Weighting the dog door
Around March, we started having problems with one of the dog doors
that leads from our core homestead into the outside world. These
doors are in place so Lucy can quickly get through our chicken fencing
and scare off predators without gnawing holes in the chicken wire and
letting chickens into the garden. For years, the dog doors had
worked as planned, but then one Red Star
figured the door out and began pushing through so she could scratch up
the garden. At such a critical time of year, I have a
zero-tolerance policy about chickens in the garden, so I covered the dog
door with a wheelbarrow for the weekend, then set Mark to fix the
problem first thing Monday morning.
Mark’s first thought was
to add some wooden pieces to the bottom of the dog door to weigh it down
so a big dog could push through but a little chicken couldn’t. I
thought his idea was brilliant,
so I was very sad to see not one but two chickens in the garden the
next morning. “Add more weight,” I told Mark, “or those hens are
going to be dinner!”
Once again, Mark weighted
the door…and once again, chickens still ended up in the garden.

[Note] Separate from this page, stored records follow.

PR #2710, opened 2025-08-18
Explicitly set the "strict" parameter for builtin zip()

phw:
# Summary

* This is a…
  * [ ] Bug fix
  * [ ] Feature addition
  * [ ] Refactoring
  * [x] Other

# Problem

I was tearing out my hair and planning the evening’s menu when Mark
took a closer look at the problem area. “Did you notice those big
holes in the fence on either side of the dog door?” he asked. It
turned out that when I covered the dog door with the wheelbarrow that
first day, Lucy gnawed her way through the sides since she was so used
to using that spot as an escape hatch. Mark’s weights did no good
because the chickens were no longer going through the door, they were
running right through the holes!
Holes filled in and
weights still in place, suddenly the garden was once again a
chicken-free zone. Phew! Note to self, look at the problem area carefully rather than just assuming I know how chickens are getting in.